In this example, as well, the difference between the original and BrainVAE is minimal. In fact, BrainVAE appears to weaken the signal strength, suggesting that this might be a challenging example for VAE methods. On the other hand, the reconstructions by BrainCodec clearly identify areas of strong signal. Notably, in this example, there is widespread activation throughout the brain. While this might initially seem like excessive activation, it is consistent with the results shown in Fig 9 of Barch et al. [2013]. Similarly, the same patterns are observed when using only the first half of the codebooks. Similarly, the L1 distances between the Mean and each fMRI data are as follows: $0.767\pm 0.038,0.841\pm 0.028,0.358\pm 0.037,0.343\pm 0.032$ . This further confirms the performance of BrainCodec numerically.

Finally, Fig 17 shows the results for the relational task. In this task, six types of shapes and six types of textures are used as stimuli. In the relational processing condition ("relation"), two pairs of objects are presented at the top and bottom of the screen. Participants first determine the dimension (shape or texture) in which the upper pair differs, and then decide whether the lower pair differs in the same dimension. In the control condition ("match"), two objects are shown at the top, one object at the bottom, and a word ("shape" or "texture") in the center.
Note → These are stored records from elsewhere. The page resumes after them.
Issue #1809, opened 2017-10-10
BMeshViewer to generate UV and retain between updates when topology is static.


enzyme69:
I have this dilemma with UV Map when working using Sverchok. I knew this matter will eventually arise.

1) I am generating some kind of random mesh using Sverchok and output it as BMesh. 
2) Once happy with random mesh, I am doing this UV projection and make UV nice.
3) Next step however, I want to be able to animate and modify the mesh, while preserving the UV. In the past, I just use Ctrl + L to transfer UV from mesh with good UV to final 3D object tweaked in Sverchok.

Blender has **DataTransfer Modifier** that actually do transfer UV on the fly, however this failed because whenever Sverchok updates the mesh, the UV disappear. So currently my "hack" is to use Exec Node to do smart_project(), but maybe not the best:

![prtscr capture_34](https://user-images.githubusercontent.com/3952687/31371940-47f45976-addf-11e7-85ae-b6617147547c.png)

Any tips on this? Thanks!

zeffii:
seems to me bpy.ops.uv.smart_project is a UI only operator? does it not take the 3dview viewing angle into account?

zeffii:
remember there's also the N-Panel settings for ViewerBmesh node, one mode may be useful here ( if your geometry is not adding / removing verts per update ) - I think this doesn't invalidate the UV ..but I could be wrong.

zeffii:
if the vert count and  edge/face indices change during animation is is only logical that the UV becomes invalidated by default and will need to be regenerated somehow.

I'm not sure if there's a bpy method to take a Mesh and pass it a Matrix (viewing angle) and get a UV projection.

zeffii:
o i see, smart_project doesn't need view..

[bpy.ops.uv.smart_project](https://docs.blender.org/api/blender_python_api_2_73_release/bpy.ops.uv.html#bpy.ops.uv.smart_project)
```python
uv.smart_project(angle_limit=66.0, island_margin=0.0, user_area_weight=0.0, use_aspect=True)
```

I think that operator only works in ExecNode when you have one object in the scene and it's active.

zeffii:
turns out this operator is coded in [pure python..](https://svn.blender.org/svnroot/bf-blender/trunk/blender/release/scripts/startup/bl_operators/uvcalc_smart_project.py)

enzyme69:
@zeffii Which means it can be easily become Script Node?

zeffii:
easily?  that depends who's coding :)

[...]

PR #2218, opened 2018-05-15
Set uv map

Durman:

This node is created to give opportunity do UV Map with power of Sverchok. I think best approach to solve the problem should be discussed in this theme.)) I already gave some examples here: #1809

## Solution description

The sense is to make opportunity create UV map and Unwrapping can be done with standard nodes of Sverchok.

[test_2018_05_15_17_12.zip](https://github.com/nortikin/sverchok/files/2006011/test_2018_05_15_17_12.zip)

## Preflight checklist

- [ ] Code changes complete.
- [ ] Manual testing done. 
- [ ] Unit-tests implemented.
- [ ] Ready for merge.

### DIFF
--- a/index.md
+++ b/index.md
@@ -337,4 +337,5 @@
     SvOffsetLineNode
     SvContourNode
     SvPlanarEdgenetToPolygons
+    SvSetUVMap
     
--- a/nodes/scene/Set_UVMap.py
+++ b/nodes/scene/Set_UVMap.py
@@ -18,23 +18,70 @@
 
 import bpy
 from bpy.props import StringProperty
+from mathutils import Vector, Matrix
 
 from sverchok.node_tree import SverchCustomTreeNode
-from sverchok.data_structure import updateNode
+from sverchok.data_structure import updateNode, repeat_last
+
+WARNING = []
 
 def create_uvmap(obj_in, uv_name):
     #Create basic UV map for object in scene with current name
     [obj.data.uv_textures.new(uv_name) for obj in obj_in 
         if not obj.data.uv_textures.get(uv_name, False)]
+        
+def remove_uv(obj_in, uv_name):
+    #Remove UV map from objects with current name of map
+    [obj.data.uv_textures.remove(obj.data.uv_textures[uv_name]) for obj in obj_in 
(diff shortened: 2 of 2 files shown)


nortikin:
ok, @Durman, write to me nikitronn (собака) yandex.ru

Durman:
It looks like `UVtextures` node distorts real UV map.

Durman:
I'm experimenting with uv operators and I have faced with such problem:

recursion bug

```
Smart Projection time: 0.00
2018-06-01 21:10:35,814 [ERROR] sverchok.core.update_system: Node Objects in mk3 had exception: maximum recursion depth
exceeded while calling a Python object
  File "C:\Users\User\AppData\Roaming\Blender Foundation\Blender\2.79\scripts\addons\sverchok-master\core\update_system.
py", line 325, in do_update_general
    node.process()
  File "C:\Users\User\AppData\Roaming\Blender Foundation\Blender\2.79\scripts\addons\sverchok-master\nodes\scene\objects
_mk3.py", line 231, in process
    with hard_freeze(self) as _:
  File "C:\Program Files\Blender Foundation\Blender\2.79\python\lib\contextlib.py", line 136, in helper
    return _GeneratorContextManager(func, args, kwds)
RecursionError: maximum recursion depth exceeded while calling a Python object
Smart Projection time: 0.00
```

Durman:
Experiments will continue in 2.8

gerroon:
Hi

How is this used? I am confused about how to make it work, also there is additional objects input and output there. Is this for creating new uvmaps ?

I would like to create some uvs procedurally in Sverchok.

thanks

vicdoval:
@gerroon check the docs :) https://github.com/nortikin/sverchok/blob/master/docs/nodes/object_nodes/set_custom_uv_map.rst

Durman:
@gerroon 2 and 3 inputs of the node expect 2D mesh of UV mapping. It's possible to use for this inputs the same mesh the object socket has. In this case the mesh will be projected into XY surface. 

To object output socket it's possible to connect other nodes like `assign material`. It lets to set order of applying attributes to an object.

gerroon:
thanks guys your answers were very helpful.

PR #2229, opened 2018-06-12
fixes presumption in changable_socket function that named socket exists

zeffii:
attempt to correct recent lackadaisical commits that break automated unit tests.


zeffii:
unfortunate that a few snlite example scripts have a 3rd party dependencies (conway, mcubes...) 

the options are:
- drop them
- write code in the auto tester to not test those scripts

even if the scripts include more elaborate try/except for the import, they won't be of any use and be degenerate and potentially not populate the tree anyway..

PR #2236, opened 2018-06-22
Fcurve sampler

zeffii:
slightly botchy fcurve sampler :)

several modes for this..(the node auto detects)

- default:  one value (take frame number, or if unconnected input..use `bpy.context.scene.current_frame`)
- multi_sample: take a sequence (a range, or ranges) and generate the evaluated range (or ranges)

### DIFF
--- a/docs/nodes/scene/FCurve_in.rst
+++ b/docs/nodes/scene/FCurve_in.rst
@@ -5,9 +5,9 @@ This node give you access to the FCurves bound to scene objects.
 
 Because this is an early version of the node, the UI is a bit rough. The Blender API is a little rough in this area too - don't expect huge future improvements. There doesn't appear to be a way to introspect the individual names of
 the standard keyframed properties like Location's `X Location Y Location Z Location`. ID props and 
-custom prop names can be introspected.
+custom prop names however _can_ be introspected, but i'm not adding it as a feature to the node.
 
-several modes for this..(the node auto detects)
+The node operates in several modes, it automatically attempts to process the input in these two ways.
 
 - default:  one value (take frame number, or if unconnected input uses `ctx.scene.current_frame`
 - multi_sample: take a sequence (a range, or ranges) and generate the evaluated range (or ranges)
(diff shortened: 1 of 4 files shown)


zeffii:
state 1 , single frame or current frame
image

state 2: multiple frames, including subframe
image

zeffii:
right now it only samples fcurves[0]  , which is probably whichever kind of property you first set keyframes for. In the example image above that's Location of `[Object Action]`

zeffii:
@durman test it.

it wont work is a json/gist because it assumes scene data

zeffii:
it could also accept custom properties, rather than hijacking a location keyframe. Maybe an enum between `Default |  custom` .
 - where default expects location keyframes, and either xyz  
 - and custom takes a float property (so no array_index needed)

Durman:
looks working

fcurve


But if object hasn't any actions we have got an error. :/
```Python
  File "C:\Users\User\AppData\Roaming\Blender Foundation\Blender\2.79\scripts\ad
dons\sverchok-fcurve_sampler\nodes\scene\FCurve_in.py", line 42, in draw_buttons

    action = bpy.data.objects[self.object_name].animation_data.action
AttributeError: 'NoneType' object has no attribute 'action'
```

Also what do you think about UI like choosing material of Bmesh weaver?

I am positive that we can want to use many instances of f-curve and it can be a bit confusing to use index only. List could feature all actions that an object has and with plus button we can create custom property with key on the first frame. I think it can become easier for newcomers to sort out in this node.

Also I noticed that it is possible to hide object and still have f-curve available for editing with pressed this button.

Durman:
fcurve test

Durman:
F-curve has loads of interesting modifiers ))

Durman:
fcurve test3

zeffii:
thanks for testing @Durman  yeah, the UI isn't sorted out yet :)

error handling and UI tweaks will come soon.

zeffii:
the simplest solution to "picking objects that don't have animation data / keyframes" @Durman  is to add a button that adds a location keyframe (standard property)

it's maybe worth going with that option first, because adding keyframes for a custom ID property has wasted an hour of my time already.

zeffii:
regarding the UI ugliness of picking an array index.. well i agree, named property selection would be awesome. Just the code is a little bit more boring/involved at this early stage.

zeffii:
image

PR #2246, opened 2018-07-16
Upgraded HexaGrid MK1 to Polygon Grid and Contour2D to beta

vicdoval:

The hexaGrid node is great working with hexagons but  does not  handle any other polygon.

## Solution description

I expanded the node so it can work also with triangles and squares.
Also added:
Possibility to define polygon by radius or side length.
A smart Remove Doubles (when scale is 1 and "separate is unchecked) 
List handling. Now if you click "separate" you will get the unpacked polygons unless you are creating many grids simultaneously.

Images for the reference:
polygongridpaav
poligongrid

## Preflight checklist

- [ x] Code changes complete.
- [ x] Code documentation complete.
- [x ] Documentation for users complete (or not required, if user never sees these changes).
- [x ] Manual testing done. 
- [ ] Unit-tests implemented.
- [ x] Ready for merge.


Durman:
It is strange that this node is not green as other generation nodes. May it worth to fix? 
Also, as I see this node could replace `plane` node if several function would be added to the node.

vicdoval:
Now the  `Generators Extended` are coloured as the standard `Generators`.

screen1

About replace de `plane`  node:
Although generally speaking a "Plane" is a infinite planar surface, in the Blender World a plane is a rectangle.. I think is nice to have a standard "Plane" Node for basic usage.
Anyway I could add some more functions to the node.
The XY, YZ and ZX are quite practical but easy to achieve with a 'Vector Rewire'
Maybe the "Normalize" option could worth to be implemented. It would demand also the option of define normalization by radius or by side length of the layout. I'm not sure the complexity vs the obtained the functionality.
Also this `polygon grid` node could be expanded to hold rectangles an even more interesting "irregular pentagons". Rectangles and pentagons would need more parameters to define the shape
What do you think about this?

Also i slightly change the help panel, just the format :)
I would remove the capital letters but I also wanted to respect last @nortikin changes.

screen1

portnov:
* I'd like to ask to make separate PRs for separate changes: 1) new node, 2) move of Contour node to another category, 3) changes in the help panel.
* Am I getting it right that you did not touch existing HexaGrid node, and just added a new node?

DolphinDream:
Do we want all extended generators to be the same color as the main generators? Perhaps make them a different color may be more suitable ?

DolphinDream:
Even though the node is called Hexa Grid it actually generates a Triangular Grid suitable for generating hexagonal tiles (or triangle tiles). I’m not sure why this would be called “polygonal” grid though. The hexagonal and triangular tiles lie on a triangular grid, while the square tiles lies on a rectangular grid which can be easily done with a plane node (minus the specific triangle/rhomb/hexa layouts).

Durman:
@DolphinDream 
How would you advise to divide generators node for dyeing them in different colours? 
If i see green coloured node I understand that it is generator. What else should I to know about generator nodes?

DolphinDream:
@Durman about the genX color.. my initial idea was to color them a slight shade of green to distinguish them from the main generators. Ultimately it may not be that important, but I kept a different color considering they had different colors to begin with. I made them different than the default gray color to disginguish them form the rest of the gray nodes but  kept the greenish color to make them similar to the generator colors.

Here’s the implementation I came up with a while ago:
https://github.com/DolphinDream/sverchok/tree/generatorXNodeColors

sv-generatorxcolors

portnov:
@vicdoval To do not break existing layouts, you have to
* move existing HexaGrid node to old_nodes directory (without changing it's bl_idname)
* remove it from menu
* give your new node a new bl_idname.

portnov:
@vicdoval also, you can allow users to easily replace existing HexaGrid nodes with your new node via right-click menu; you need to add just one line like https://github.com/nortikin/sverchok/blob/master/old_nodes/matrix_in.py#L31 to old node code.

vicdoval:
@portnov  Ok I will close this PR and open some others with the changes separated. Also i will move the hexagrid to the old nodes and establish the right click link

@DolphinDream indeed it is possible to create triangular tiles with the HexaGrid node but if you try to create a big grid you would need to do quite an extra calculations to get the triangular tiles (maybe with Kdt Closest edges + planar edges to poligons) because  the triangular tiles have alternate rotations  so the can't be placed just by its location.
This upgrade  just make it faster using the same concepts who where inside the HexaGrid MK1 to create different tilings.

Mi initial idea was to call the node "grid" but "polygon grid" talks about the polygon array it generates so i find it more complete and could be expanded in the near future to hold pentagonal grids
About the colours I would go with the same colours between generators and generators extended because I don't se clearly the difference between this categories

vicdoval:
@portnov  should I move the HexaGridMk1.rst to the docs/old folder or just delete it?

portnov:
As far as I remember, we do not have exact agreement on this matter. Maybe @zeffii will suggest better.

zeffii:
> @portnov should I move the HexaGridMk1.rst to the docs/old folder or just delete it?

old node help files can always be read using gits history, we have not been in the habit of keeping old docs around. Usually the doc is updated (renamed..updated...) or removed when the node is entirely superseded by an alternative node.

PR #2260, opened 2018-08-18
add notion to return new node from make_monad_unique function

zeffii:
thinking about making various version of the operator. some of these modes/scenarios may overlap

- [ ] ensure fake user of new nodegroup

- [ ] mode 1
use an existing unattached instance of monad to make a unique duplicate, remove existing instance - replace with unique duplicate

- [ ] mode 2
if  existing instance is connected to other nodes, add a unique version and remove the existing instance
remap any previously existing connections

- [ ] mode 3
allow dup unique operator to drag from existing instance and create the unique duplicate with no attachments.

### DIFF
--- a/core/monad.py
+++ b/core/monad.py
@@ -85,8 +85,10 @@ def monad_make_unique(node):
 
     # the new tree dict will contain information about 1 node only, and 
     # the node_group too (at the moment) but the node_group data can be ignored.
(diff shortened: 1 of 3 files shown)


zeffii:
i had to merge this unfinished because it resolves some seriously incomplete implementation of the initial commit. Will require more work soon.

PR #2265, opened 2018-08-28
adds size socket dynamically

zeffii:
addresses the lack of Size socket for LineMK2


zeffii:
this can not be pushed with the same classname as MK2. so don't,

zeffii:
tested , seems OK .

PR #2285, opened 2018-09-24
use transform for monadclone unique

zeffii:
monad clone worked, but didn't behave as Blender's own AddNode operator (which attaches the new node to the mouse cursor/ relative to it)

### DIFF
--- a/core/monad.py
+++ b/core/monad.py
@@ -98,6 +98,8 @@ def monad_make_unique(node):
     node_items['monad'] = new_monad_group.name
     node_items['cls_dict']['cls_bl_idname'] = new_cls_name
 
+    pre_nodes = set(nodes)
+
     # place new empty version of the monad node
     import_tree(node_tree, nodes_json=layout_json)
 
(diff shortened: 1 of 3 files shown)


zeffii:
a slight note on usage..

1. if invoked from the node's own rightclick menu, then the attach_translate will detach from the node fairly soon after triggered. Not sure why this
2. invoke the operator from the space menu, does not exhibit this problem. The node remains attached.

Durman:
@zeffii 
Clone of monad with custom name can be done one time only. 
Names of several monads skip numbers, for example: monad => monad.001 => monad.003

zeffii:
interesting, i will look at it. soon.

zeffii:
it's very tempting to code something like sverchok as a stand-alone program :)  sans-blender

Durman:
Is it possible?)) I think Svechok cann't survive without Blender.

zeffii:
there would be a 'bridge' to _output to_ and _update_ the scene. I think it would be supremely doable. with enough time :)

PR #2286, opened 2018-09-27
Random Num Gen Weighted Int and distributed Float 

vicdoval:
"Random Num Gen" offers uniform distributions, but it could be expanded (using numpy) it to create Weighted distribution of Integers and non-uniform distribution of floats

## Solution description

I added most of the methods described in de numpy.random reference https://docs.scipy.org/doc/numpy-1.14.0/reference/routines.random.html

## Preflight checklist

- [x] Code changes complete.
- [x] Manual testing done. 
- [ ] Unit-tests implemented.
- [x] Ready for merge.

### DIFF
--- a/nodes/number/random_num_gen.py
+++ b/nodes/number/random_num_gen.py
@@ -32,7 +32,6 @@ class SvRndNumGen(bpy.types.Node, SverchCustomTreeNode):
     Triggers: Random thru a range
     Tooltip: Generate a random number (int of float) thru a given range (inclusive) .
     """
-    ''' '''
     bl_idname = 'SvRndNumGen'
     bl_label = 'Random Num Gen'
     bl_icon = 'OUTLINER_OB_EMPTY'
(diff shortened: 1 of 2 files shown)


vicdoval:
Images for docs
screenrandom
screenrandom1
screenrandom2
screenrandom3

zeffii:
nice work!  but i'm a little uncomfortable with the retention of of the classname. an MK2 seems more appropriate.

another small issue i have is with adding/remove sockets. please look at examples of using `.hide_safe`

vicdoval:
Thanks! 

I will change the `.hide_safe`,  it looks great
About the MK2 thing:  with the updates it  does not break old setups as the default is the same as how it use to be (Uniform distribution)
¿Any way would you be fine with changing the class but leaving the name un-touched?
(I don't like very much the MK2 on the menu)

vicdoval:
Also not changing the class is more like a automatic update 😃

Durman:
Great.)
test1
test2

vicdoval:
long life to .hide_self 😃

zeffii:
i'm more confident about this Pull Request now :)

zeffii:
code looks pretty nice btw.

nodes/number/random_num_gen.py
```diff
@@ -27,7 +28,11 @@
 
 
 class SvRndNumGen(bpy.types.Node, SverchCustomTreeNode):
-    ''' Generate a random number (int of float) thru a given range (inclusive) '''
+    """
+    Triggers: Random thru a range
+    Tooltip: Generate a random number (int of float) thru a given range (inclusive) .
+    """
+    ''' '''
```
zeffii: empty string?

vicdoval:
> code looks pretty nice btw.

I've been learning from the best (the sverchok developers) 😃

zeffii:
good man!

PR #2290, opened 2018-10-16
Smooth splines node

zeffii:
## adds a "filleted polyline" Node. I call it smoothed line

```
        b  .                                     ..y..
       .        .                          .        . 
      .              .            .                  .
     .                    c                           .
    a                                                ..z..
```
in individual weight mode you pass a `location` and `weight` for all points ( when weights is connected )
in homogeneous weight mode all weights are the value of the slider. (currently not smart)

progress
- [x] relative mode ( weight is relative to the distance between the `a-b b-c`
- [x] absolute mode ( weight is real world value dependant)
- [x] clamping, automatically constrict values that are not possible in absolute mode
- [x] cyclic open / closed
- [x] generate edges
- [ ] drop consecutive doubles (optional, and with epsilon) 
- [ ] forgetting other modes...

image

image

### DIFF
--- a/index.md
+++ b/index.md
@@ -42,6 +42,7 @@
     SvTorusKnotNode
     SvRingNode
     SvEllipseNode
+    SvSmoothLines
 
 ## Analyzers
     SvBBoxNode
--- a/nodes/generators_extended/smooth_lines.py
+++ b/nodes/generators_extended/smooth_lines.py
@@ -84,12 +84,12 @@ class SvSmoothLines(bpy.types.Node, SverchCustomTreeNode):
         items=smooth_mode_options, description="offers....",
         default="absolute", update=updateNode)
 
-    close_mode_options = [(k, k, '', i) for i, k in enumerate(["cyclic", "open"])]
-    close_selected_mode = EnumProperty(
-        items=close_mode_options, description="offers....",
+    type_mode_options = [(k, k, '', i) for i, k in enumerate(["cyclic", "open"])]
+    type_selected_mode = EnumProperty(
+        items=type_mode_options, description="offers....",
         default="cyclic", update=updateNode)
 
-    n_verts = IntProperty(default=5, name="n_verts", min=0) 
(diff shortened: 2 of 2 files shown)


zeffii:
finding it hard to concentrate on this, but it's a nice distraction anyway

image

undecided about how cyclic mode should work, whether it should 
- auto drop the last vert
- auto drop the last vert if it is identical to the first vert

zeffii:
image
cyclic mode added,

zeffii:
i may push this as it without implementing the clamping. clamping will introduce extra processing time per update because each weight/radius would need to be checked against available free "line" to fillet from.

it's not the prettiest node code, but the user doesn't have to know that :)

zeffii:
this is the kind of node where you can get desired results if you feed it "non garbage" input, and you might get some interesting / unexpected (but cool) results if you just throw exaggerated values at the weight socket

zeffii:
docs forthcoming :)

zeffii:
let me know what you lot think.

Durman:
For what is `attributes` socket need?

zeffii:
not implemented yet, i could hide it..  but if I don't it's likely i will implement it sooner :) 

> eventually....

attributes should accept a `list(dict)`, where the dict contains something like
```python
{
0: [weights, mode (for each corner), type: closed/open]
1: [weights, mode (for each corner), type: closed/open]
...
n: [weights, mode (for each corner), type: closed/open]
}
```
can be passed by `execnode mod`, i think.

zeffii:
note to self : 
image

zeffii:
almost got arcs :)

image

zeffii:
got arcs !  pushed already

image

zeffii:
now.. clamping isn't yet implemented, and is also not essential for productive use of this node. so might be a while

Durman:
It also can be interesting to have option to prevent to set radius of circle more than distance to closest neighbour point.

zeffii:
yeah, that's what i call "clamping", it will be optional because slightly slower

PR #3222, opened 2020-05-13
Exception mod 1

zeffii:
explore alternative repr


zeffii:
the issue here, and it will be the same for implementing backgrounds in idxviewer too, is to first obtain the `(h, w)` of each text element prior to drawing it,  then drawing the rect, and then drawing the text. Seen as the drawing context is 2d, that's the order it should happen in.

PR #3224, opened 2020-05-14
Zeffii patch 3

zeffii:
should test OK.

### DIFF
--- a/json_examples/Fields/Random_Voronoi.json
+++ b/json_examples/Fields/Random_Voronoi.json
@@ -152,7 +152,7 @@
         194.48263549804688
       ],
       "params": {
-        "basedata_name": "Alpha"
+        "basedata_name": "Foxtrot"
       },
       "use_custom_color": true,
       "width": 140.0


zeffii:
ideally we should start using more unique names for these Object basenames within our example .jsons , to avoid object/datablock "polution".

zeffii:
@portnov right?

zeffii:
the other side is ofcourse that these json tests are going to be repeatedly and sequentially loaded into a .blend which is unlike the normal user experience. But the .blend file in a state where there are many Objects from viewers in previous json imports,  but we lack a cleanup step.

portnov:
So, you've just renamed objects in those jsons to make tests pass?...

zeffii:
just a different basename , i think we can call this issue "name space polution".  

until we have a "wipe current blend datablocks" function prior to each json test,   this renaming is a sane solution.

zeffii:
because what would be the behaviour in real usecase scenario , where the is an active BMeshViewer generating Alpha objects,  and you then import a json that creates PolyLines with basedata_name Alpha.

not very satisfying :) but at least it's clear why the test is/was failing.

zeffii:
maybe SvObjectHelper should include a test functing, called at the very top of `process`, to end early and raise an Exception if it is in the same .blend as a Node generating objects with the same Basename.

i've tried to avoid thinking about that logic.

PR #3237, opened 2020-05-16
Nested Matrices for Apply matrices node

Durman:

Supporting nested list of matrix as input for `matrix apply` node. Use case is copy mesh inside mesh.

## Preflight checklist

- [x] Code changes complete.
- [x] Manual testing done. 
- [x] Ready for merge.

### DIFF
--- a/docs/nodes/matrix/apply_and_join.rst
+++ b/docs/nodes/matrix/apply_and_join.rst
@@ -45,9 +45,23 @@ This node has the following outputs:
 - **Edges**. Input edges list, repeated the number of incoming matrices. Empty if corresponding input is empty.
 - **Faces**. Input faces list, repeated the number of incoming matrices. Empty if corresponding input is empty.
 
+Usage of nested lists of matrices
+---------------------------------
+
+The node can handle with list of lists of matrices.
+It means that each object mesh has it's own list of matrices to apply.
+Applying list of matrices to a mesh creates its copies inside an object and transform its.
+Usage case is when there are bunch of seperate meshes which should be copied inside their objects.
+In this mode and with numpy implementation mode you will get numpy output for vertices and edges anyway.
+
+
 Examples
 --------
 
 .. image:: https://cloud.githubusercontent.com/assets/284644/6096652/ac13659e-afbf-11e4-83c9-e13b75c0e346.png
 
 .. image:: https://cloud.githubusercontent.com/assets/284644/6096654/b300fbfa-afbf-11e4-901b-1361a44238c2.png
+
+**Example of usage of nested list of matrices (list of lists of matrices):**
+
+.. image:: https://user-images.githubusercontent.com/28003269/82114656-2bc95400-976f-11ea-8b6a-b539060b03e6.png
--- a/nodes/matrix/apply_and_join.py
+++ b/nodes/matrix/apply_and_join.py
@@ -162,7 +162,7 @@ def apply_nested_matrices_py(
 
     if do_join:
         mesh = mesh_join(*list(zip(*meshes)))
-        return mesh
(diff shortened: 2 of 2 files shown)


Durman:
@vicdoval I did not catch of the idea of `output numpy: face`?

Durman:
I think the node should be simplified (not in the PR). 
- It should  not have any options other than `join mesh`. 

- If inputs vertices are numpy array numpy implementation should be used. 
- If numpy implementations is used output also should be numpy array.

In this PR I'm not going change existing logic so new version `mk++` of the node does not need.

vicdoval:
> @vicdoval I did not catch of the idea of output numpy: face?

The node only changes the faces if "join" is applied other ways outputs a copy of input faces "as is"



> I think the node should be simplified (not in the PR).
> 
> * It should  not have any options other than `join mesh`.
>   
> * If inputs vertices are numpy array numpy implementation should be used.
> * If numpy implementations is used output also should be numpy array.
> 
> In this PR I'm not going change existing logic so new version `mk++` of the node does not need.

I don't agree bout this topic because although is a very "expert stuff" I think it does not harm and gives more control to the user about  where to start and to stop the numpy chain for performance fine tuning.
Maybe a "Auto" mode could be added that makes some assumptions and hides the other buttons but i would definitely keep that possibility to choose somewhere

Durman:
> The node only changes the faces if "join" is applied other ways outputs a copy of input faces "as is"

If you set property `output is numpy` and get python list instead you think it is Okay? Is this documented behaviour?

Having of a node tree where switch between python and numpy should be done in every node manually has too obvious downsides to explain them I think.

vicdoval:
> If you set property output is numpy and get python list instead you think it is Okay? Is this documented behaviour?

That is a bit weird and could be improved 😄 

The thing of transforming manually is a tricky thing because 
Numpy Node to Numpy Node (+1 +1) (boost the first and the last)
Numpy node to python node (+1, -1)  (boost the first and slows the last )
Numpy node to two python nodes( +1 -2)
and so on...
So it is really dependant of the nodetree when is the best to cut the chain... it could be super cool to have a optimizer operator that makes some test in our nodetree and chooses when is better to switch....

Durman:
If a node does not have numpy implementation it won't output numpy arrays. So you will never get such chain: numpy - python - numpy - python. If second node does not support numpy then all next nodes will be deal with python data and use python implementation automatically.

I would suggest you to make concludes about performance of a node tree on a concrete examples. I would expect that in many layouts difference between python and numpy implementation of the node is nothing by comparison performance of such nodes as `remove doubles` or `adaptive polygons` for example.

vicdoval:
Is true it could be very small difference defending on the case, what I mean is:
_ `.tolist()` is slow (in some times is the 90% of the node processing time) 
_ `np.array(another_np_array)` is faster than `np.array(python_list)`
_ `for v in np_array` is slower than `for v in python_list`
_ in some cases  `np.array(python_list) + numpy implementation + .tolist()` is faster than using a python implementation.

With this rules i see that depending on the nodetree structure de performance can be improved if you know where to output numpy and when not. Anyway probably just a few users can use this wisely...

Durman:
> Anyway probably just a few users can use this wisely...

Exactly.

My rules are simpler:
- Numpy is faster than Python. 
- If a node get numpy data numpy implementation is used otherwise Python. 
- If you want boost performance of a node will try to grant numpy data to it. 

With this rules everyone can use Sverchok wisely.

vicdoval:
> If you want boost performance of a node will try to grant numpy data to it.

If you feed a viewer draw or a bmesh.ops node with numpy data it will make it slower...

Durman:
I already have said about performance and how it should be measured.

PR #3245, opened 2020-05-17
Component analyzer v is interior

vicdoval:
A enum index was repeated making inaccesible Vertex is_Interior function
- [x] Ready for merge.


vicdoval:
i don't get why all this commits appear again...  if my branch is up to date and i only did one commit....

vicdoval:
maybe i need to re-start  my whole repo to get rid of them...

Participants must determine whether the bottom object matches either of the top objects in the specified dimension. For this reconstruction, we used data from the "relation" condition. For a more detailed explanation, please refer to Smith et al. [2007].

In this example, BrainVAE allows for relatively clear observation of brain activity, such as the responses in the visual cortex and the lower occipital regions (t=3.60). However, in all cases, BrainCodec exhibits these activities more distinctly. Notably, brain activity near the parietal region, reported in Fig 10 of Barch et al. [2013], is not observable in the original or BrainVAE reconstructions. This activity, however, is clearly visible in the BrainCodec reconstruction (t=5.76). Similarly, the L1 distances between the Mean and each fMRI data are as follows: $0.765\pm 0.038,0.909\pm 0.025,0.353\pm 0.033,0.334\pm 0.028$ . The same results were confirmed.

The above are additional concrete examples demonstrating the superiority of our BrainCodec. These examples were chosen for their clarity. The overall effectiveness of this method, which can be viewed as a denoising technique, should ideally be evaluated quantitatively—a task for future research. Our code and trained BrainCodec models are publicly available, and we encourage you to apply them to your own fMRI data to assess their denoising performance.